> [Exercise details]: Your answer must be an exact copy of every record below.

(Saved entries)
PR #1174, opened 2020-04-16
fix(scaffold-navigation): fontawesome class and docker issue

zewa666:
fixed a wrong `far` instead of `fa` class used in the navbar component

### DIFF
--- a/skeleton/docker/Dockerfile
+++ b/skeleton/docker/Dockerfile
@@ -64,11 +64,6 @@ COPY *.* ./
 
 # Copy source files
 COPY src ./src
-// @if feat['scaffold-navigation']
-
-# Copy @fortawesome files
-COPY @fortawesome ./@fortawesome
-// @endif
 
 
 // @if feat.cypress || feat.protractor || feat.jest || feat.karma
--- a/skeleton/docker/Dockerfile
+++ b/skeleton/docker/Dockerfile
@@ -64,6 +64,11 @@ COPY *.* ./
 
 # Copy source files
 COPY src ./src
+// @if feat['scaffold-navigation']
+
+# Copy @fortawesome files
+COPY @fortawesome ./@fortawesome
+// @endif
 
 
 // @if feat.cypress || feat.protractor || feat.jest || feat.karma
@@ -109,6 +114,9 @@ COPY --from=publish-stage /app/wwwroot/ .
 // @if feat["cli-bundler"] && !feat["dotnet-core"]
 COPY --from=publish-stage /app/scripts/ ./scripts/
 COPY --from=publish-stage /app/index.html/ .
+// @endif
+// @if feat['scaffold-navigation'] && feat["cli-bundler"] && !feat["dotnet-core"]
+COPY --from=publish-stage /app/@fortawesome/ ./@fortawesome/
 // @endif
 
 EXPOSE 80
--- a/skeleton/scaffold-navigation/src/nav-bar.html
+++ b/skeleton/scaffold-navigation/src/nav-bar.html
@@ -1,7 +1,7 @@
 <template bindable="router">
   <nav class="navbar navbar-expand-lg fixed-top navbar-dark bg-dark" role="navigation">
     <a class="navbar-brand" href="#">
-      <i class="far fa-home"></i>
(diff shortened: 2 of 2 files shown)


zewa666:
@shahabganji, while I was testing a new docker layout I found this typo but also another one, which might be of interest. I've picked the skeleton navigation project during project scaffold, so it includes fontawesome. I've also picked the Docker scaffold.

Now when built though, the font-awesome icons aren't shown because we're missing

```
# Copy @fontawesome stuff
COPY @fortawesome ./@fortawesome

...

COPY --from=publish-stage /app/@fortawesome/ ./@fortawesome/
```

This brings us to the situation where we'd need to modify the file based on the selection. Any idea how to do that?

3cp:
Should be `fas`, I forgot `far fa-home` is pro only.

In fa 5, `fa` is legacy, should use one of `fab`, `fas`, `far`, `fal` or `fad`.

zewa666:
@3cp, thanks for the hint, haven't used fontawesome for years. Good to know. I've updated the file

3cp:
```
// @if feat['scaffold-navigation']
...
// @endif
```

zewa666:
> ```
> // @if feat['scaffold-navigation']
> ...
> // @endif
> ```

oh and that also works in the Dockerfile? that would be awesome

3cp:
Any file in skeleton. They are all preprocessed.

3cp:
I mean you have to update cli repo, not your local file.

3cp:
Add the commit here if you want.

zewa666:
yep of course, I've just looked it up and saw. Great. I'll update the PR in a min

3cp:
@shahabganji pls help to review the docker file change.

3cp:
Circleci failed to install chrome again. Have been seeing this since latest release.

shahabganji:
I’ll do as far as I get home.

skeleton/docker/Dockerfile
```diff
@@ -64,6 +64,11 @@ COPY *.* ./
 
 # Copy source files
 COPY src ./src
+// @if feat['scaffold-navigation']
+
+# Copy @fortawesome files
+COPY @fortawesome ./@fortawesome
+// @endif
```
shahabganji, line 71: @zewa666 

I am afraid we don't need [these lines](https://github.com/aurelia/cli/pull/1174/commits/bc595e4974c3621350e9a2dc303e8b75f69ffce7#diff-e37943b4c897a421a4c47b666eaff496R67-R71) here, only the one you've added below on the production-stage will be sufficient. 
The reason is that the `@fortawesome` folder will be added when in the `publish-stage` the `au build --env prod` command is running, so it will be available from then on. 

At this point, the specified folder does not exist resulting in failure of docker commands. check the failed CircleCI tests.

zewa666:
Yes I think that's the right one. :+1:

skeleton/docker/Dockerfile
zewa666: I'm not next to the PC at the moment but will change once back. Thx for the review

zewa666:
@shahabganji sorry that it took me so long, but I've got rid of those extra lines now. Thanks for the review

shahabganji:
@zewa666 Don't be! :+1: Thanks for the time and effort. :pray:

@3cp I don't know about installing applications in Linux, is there anything wrong with [these](https://github.com/aurelia/cli/blob/master/skeleton/docker/Dockerfile#L30-L36) lines? we have two failed CI on this line, indicating that `google-chrome --version` does not exist! this line is common in all CI builds and that is weird behavior, would mind to take a look at that or re-run the failed CIs?

3cp:
I guess it's either circleci issue or protractor issue. Let me re-run them.

3cp:
I have no permission to rerun, but it consistently failed for 2/3 commits.
I am going to ignore them.

Let me know if this is ready to merge.

shahabganji:
@3cp Except for that failure, what @zewa666 does LGTM.

3cp:
It seems circleci is recovering. The latest test on master head only has one failure.

shahabganji:
I guess there were sth internal about that since that part is common among all tests.

PR #1176, opened 2020-04-30
Upgrade deps to nodejs v10

3cp:
Many deps dropped nodejs v8 support. It's time for us to move on.


3cp:
Again, circleci has trouble to install chrome in docker test.

PR #1178, opened 2020-05-02
Migrate from tslint to eslint

3cp:


3cp:
Radom failure on downloading chrome image again.

PR #1180, opened 2020-05-06
Update webpack.netcore.config.js__skip-if-exists__if_webpack

habeldabelduuhh:
remove output Path from CleanWebpackPlugin. Default Webpack output path is sufficient. Because after creating a new Aurelia Project with "au new" the application isn't able to run, because CleanWebpackPlugin doesn't accept the config output path parameter which is set on Line 24


BlischkeFlorian:
works

3cp:
Thx very much! Pls close this one and sent PR to http://github.com/aurelia/v1 instead.

We are working on decouple skeleton from this cli repo! See #1179.

PR #1181, opened 2020-05-09
feat: replace bin name "au" with "au1"

3cp:
"au xxx" now prints out a deprecation warning. It will be totally removed before releasing Aurelia 2 CLI.

BREAKING CHANGE: bin name "au" is deprecated and reserved for Aurelia 2 CLI.


3cp:
@jwx pls review.

3cp:
To be further discussed.

PR #1190, opened 2021-04-12
fix(cli-bundler): fix error on latest JS syntax, replaced outdated esprima with meriyah

3cp:


3cp:
Pending verification with skeletons.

> [Answer for this exercise]:
PR #1174, opened 2020-04-16
fix(scaffold-navigation): fontawesome class and docker issue

zewa666:
fixed a wrong `far` instead of `fa` class used in the navbar component

### DIFF
--- a/skeleton/docker/Dockerfile
+++ b/skeleton/docker/Dockerfile
@@ -64,11 +64,6 @@ COPY *.* ./
 
 # Copy source files
 COPY src ./src
-// @if feat['scaffold-navigation']
-
-# Copy @fortawesome files
-COPY @fortawesome ./@fortawesome
-// @endif
 
 
 // @if feat.cypress || feat.protractor || feat.jest || feat.karma
--- a/skeleton/docker/Dockerfile
+++ b/skeleton/docker/Dockerfile
@@ -64,6 +64,11 @@ COPY *.* ./
 
 # Copy source files
 COPY src ./src
+// @if feat['scaffold-navigation']
+
+# Copy @fortawesome files
+COPY @fortawesome ./@fortawesome
+// @endif
 
 
 // @if feat.cypress || feat.protractor || feat.jest || feat.karma
@@ -109,6 +114,9 @@ COPY --from=publish-stage /app/wwwroot/ .
 // @if feat["cli-bundler"] && !feat["dotnet-core"]
 COPY --from=publish-stage /app/scripts/ ./scripts/
 COPY --from=publish-stage /app/index.html/ .
+// @endif
+// @if feat['scaffold-navigation'] && feat["cli-bundler"] && !feat["dotnet-core"]
+COPY --from=publish-stage /app/@fortawesome/ ./@fortawesome/
 // @endif
 
 EXPOSE 80
--- a/skeleton/scaffold-navigation/src/nav-bar.html
+++ b/skeleton/scaffold-navigation/src/nav-bar.html
@@ -1,7 +1,7 @@
 <template bindable="router">
   <nav class="navbar navbar-expand-lg fixed-top navbar-dark bg-dark" role="navigation">
     <a class="navbar-brand" href="#">
-      <i class="far fa-home"></i>
(diff shortened: 2 of 2 files shown)


zewa666:
@shahabganji, while I was testing a new docker layout I found this typo but also another one, which might be of interest. I've picked the skeleton navigation project during project scaffold, so it includes fontawesome. I've also picked the Docker scaffold.

Now when built though, the font-awesome icons aren't shown because we're missing

```
# Copy @fontawesome stuff
COPY @fortawesome ./@fortawesome

...

COPY --from=publish-stage /app/@fortawesome/ ./@fortawesome/
```

This brings us to the situation where we'd need to modify the file based on the selection. Any idea how to do that?

3cp:
Should be `fas`, I forgot `far fa-home` is pro only.

In fa 5, `fa` is legacy, should use one of `fab`, `fas`, `far`, `fal` or `fad`.

zewa666:
@3cp, thanks for the hint, haven't used fontawesome for years. Good to know. I've updated the file

3cp:
```
// @if feat['scaffold-navigation']
...
// @endif
```

zewa666:
> ```
> // @if feat['scaffold-navigation']
> ...
> // @endif
> ```

oh and that also works in the Dockerfile? that would be awesome

3cp:
Any file in skeleton. They are all preprocessed.

3cp:
I mean you have to update cli repo, not your local file.

3cp:
Add the commit here if you want.

zewa666:
yep of course, I've just looked it up and saw. Great. I'll update the PR in a min

3cp:
@shahabganji pls help to review the docker file change.

3cp:
Circleci failed to install chrome again. Have been seeing this since latest release.

shahabganji:
I’ll do as far as I get home.

skeleton/docker/Dockerfile
```diff
@@ -64,6 +64,11 @@ COPY *.* ./
 
 # Copy source files
 COPY src ./src
+// @if feat['scaffold-navigation']
+
+# Copy @fortawesome files
+COPY @fortawesome ./@fortawesome
+// @endif
```
shahabganji, line 71: @zewa666 

I am afraid we don't need [these lines](https://github.com/aurelia/cli/pull/1174/commits/bc595e4974c3621350e9a2dc303e8b75f69ffce7#diff-e37943b4c897a421a4c47b666eaff496R67-R71) here, only the one you've added below on the production-stage will be sufficient. 
The reason is that the `@fortawesome` folder will be added when in the `publish-stage` the `au build --env prod` command is running, so it will be available from then on. 

At this point, the specified folder does not exist resulting in failure of docker commands. check the failed CircleCI tests.

zewa666:
Yes I think that's the right one. :+1:

skeleton/docker/Dockerfile
zewa666: I'm not next to the PC at the moment but will change once back. Thx for the review

zewa666:
@shahabganji sorry that it took me so long, but I've got rid of those extra lines now. Thanks for the review

shahabganji:
@zewa666 Don't be! :+1: Thanks for the time and effort. :pray:

@3cp I don't know about installing applications in Linux, is there anything wrong with [these](https://github.com/aurelia/cli/blob/master/skeleton/docker/Dockerfile#L30-L36) lines? we have two failed CI on this line, indicating that `google-chrome --version` does not exist! this line is common in all CI builds and that is weird behavior, would mind to take a look at that or re-run the failed CIs?

3cp:
I guess it's either circleci issue or protractor issue. Let me re-run them.

3cp:
I have no permission to rerun, but it consistently failed for 2/3 commits.
I am going to ignore them.

Let me know if this is ready to merge.

shahabganji:
@3cp Except for that failure, what @zewa666 does LGTM.

3cp:
It seems circleci is recovering. The latest test on master head only has one failure.

shahabganji:
I guess there were sth internal about that since that part is common among all tests.

PR #1176, opened 2020-04-30
Upgrade deps to nodejs v10

3cp:
Many deps dropped nodejs v8 support. It's time for us to move on.


3cp:
Again, circleci has trouble to install chrome in docker test.

PR #1178, opened 2020-05-02
Migrate from tslint to eslint

3cp:


3cp:
Radom failure on downloading chrome image again.

PR #1180, opened 2020-05-06
Update webpack.netcore.config.js__skip-if-exists__if_webpack

habeldabelduuhh:
remove output Path from CleanWebpackPlugin. Default Webpack output path is sufficient. Because after creating a new Aurelia Project with "au new" the application isn't able to run, because CleanWebpackPlugin doesn't accept the config output path parameter which is set on Line 24


BlischkeFlorian:
works

3cp:
Thx very much! Pls close this one and sent PR to http://github.com/aurelia/v1 instead.

We are working on decouple skeleton from this cli repo! See #1179.

PR #1181, opened 2020-05-09
feat: replace bin name "au" with "au1"

3cp:
"au xxx" now prints out a deprecation warning. It will be totally removed before releasing Aurelia 2 CLI.

BREAKING CHANGE: bin name "au" is deprecated and reserved for Aurelia 2 CLI.


3cp:
@jwx pls review.

3cp:
To be further discussed.

PR #1190, opened 2021-04-12
fix(cli-bundler): fix error on latest JS syntax, replaced outdated esprima with meriyah

3cp:


3cp:
Pending verification with skeletons.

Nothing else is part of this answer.